*Assignment:*
Find how many lines of the listing below include the word "also", then report the number by itself.

*Task material:*
PR #143, opened 2022-12-24
core/wire: fix KEM key unmarshaling

david415:
This fixes a stupid cryptography bug where i was calling generate key in each key unmarshal. But it turns out we don't have to do that because the upstream library, nyquist provides the parse methods. so it was my fault all along. sorry about that.

### DIFF
--- a/core/wire/kem.go
+++ b/core/wire/kem.go
@@ -19,13 +19,13 @@ package wire
 
 import (
 	"bytes"
-	"crypto/rand"
 	"encoding"
 	"encoding/base64"
 	"encoding/pem"
 	"fmt"
 	"io"
 	"os"
+	"strings"
 
 	"github.com/katzenpost/nyquist/kem"
 	"github.com/katzenpost/nyquist/seec"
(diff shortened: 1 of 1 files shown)


threebithacker (approved):

core/wire/kem.go
```diff
@@ -295,59 +295,86 @@ type scheme struct {
...
+	buf, err := os.ReadFile(f)
 	if err != nil {
 		return nil, err
 	}
-	return privKey, nil
+	blk, _ := pem.Decode(buf)
+	if blk == nil {
+		return nil, fmt.Errorf("failed to decode PEM file %v", f)
+	}
+	if blk.Type != keyType {
```
threebithacker, line 330: this should be `strings.ToUpper(blk.Type)` because the keytype is `Kyber768-X25519` in a bunch of places and `KYBER768-X25519` in other places, so this fails to read e.g. the keys in `client/testdata/client.toml`

threebithacker (changes requested):

core/wire/kem.go
threebithacker: same issue for the public keys I'm guessing?

core/wire/kem.go
```diff
@@ -295,59 +295,86 @@ type scheme struct {
...
+	buf, err := os.ReadFile(f)
 	if err != nil {
 		return nil, err
 	}
-	return pubKey, nil
+	blk, _ := pem.Decode(buf)
+	if blk == nil {
+		return nil, fmt.Errorf("failed to decode PEM file %v", f)
+	}
+	if blk.Type != keyType {
```
threebithacker, line 350: same issue here I think

threebithacker (changes requested):

core/wire/kem.go
david415: done

core/wire/kem.go
david415: done

threebithacker (approved):

PR #145, opened 2022-12-24
Add wire kem unit tests

david415:


core/wire/kem.go
```diff
@@ -129,39 +125,11 @@ func (p *publicKey) KeyType() string {
...
-		return fmt.Errorf("attempted to serialize scrubbed key")
-	}
-	blk := &pem.Block{
-		Type:  keyType,
-		Bytes: p.Bytes(),
-	}
-	return os.WriteFile(f, pem.EncodeToMemory(blk), 0600)
-}
-
 // XXX FIXME
```
threebithacker, line 128: we can change `XXX FIXME` or get rid of it, right?

core/wire/kem_test.go
```diff
@@ -0,0 +1,175 @@
...
+
+	_, err = DefaultScheme.PublicKeyFromPemFile("definitelydoesnotexist")
+	require.Error(t, err)
+
+	wrongPemData := `-----BEGIN ED25519 SPHINCS+ PUBLIC KEY-----
+2JQzwEwGBxBkQ0quWab4MD2T3E/WozBsfAMzp9wDLDaSm4jMADucY0gHAxX08iM3
+e/o5l00d9jhM5Gr51yY5FT8acP8IdPeDS1ccwW1HTpmAWMQOJyZwvo9jwiog9IVq
+-----END ED25519 SPHINCS+ PUBLIC KEY-----
+`
+	wrongPemPath := filepath.Join(os.TempDir(), "wrongpubkey1.pem")
```
threebithacker, line 53: instead of `os.TempDir()` I think we want to use a single call to this [testing.TempDir()](https://pkg.go.dev/testing#T.TempDir) per unique directory we need. That way it will get deleted after the test runs, so we don't litter `/tmp` with tons of stuff.

threebithacker (changes requested):

PR #146, opened 2022-12-24
move obsolete spec file into old dir

david415:
move aside an obsolete spec file


threebithacker (approved):

threebithacker:
What's the status of mailproxy? `docs/handbook/mailproxy.rst` talks about mailproxy, is that also obsolete?

PR #166, opened 2022-12-28
merge fixes to authority from devel

mixmasala:
this merges fixes to the voting authority protocol where authorities were re-assigning nodes to the topology but populating the list of node from a map and not sorting the list afterwards, and an issue where the priorsharedrandom was not set correctly, and also updates the project dependencies to their latest versions.


mixmasala:
I found another issue, which is that the generateTopology method is shuffling mixes when reampping the topology from the last consensus. This isn't correct behavior - the topology should remain stable if the mixes haven't changed.

david415 (approved):

leif (approved):

PR #167, opened 2022-12-29
misc cleanup

leif:
this removes some outdated comments, extra slashes at the beginning of some paths, and unnecessary apt install commands in the ci.

it also moves some variables around in the docker file.


mixmasala (approved):
looks like this is working

PR #168, opened 2022-12-29
genconfig: generate a static topology

leif:
This makes genconfig able to (optionally) include a static topology in authority configs.

It also adds options for specifying alternate parameters via a TOML file, and for specifying the number of layers.

This is based on top of #167 so the diff will be smaller if that is merged first.


leif:
oops, sorry, this isn't ready yet.

leif:
i am closing this to open a new PR because github is still showing commits here which were already merged in the previous PR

*Response to this exercise:*
4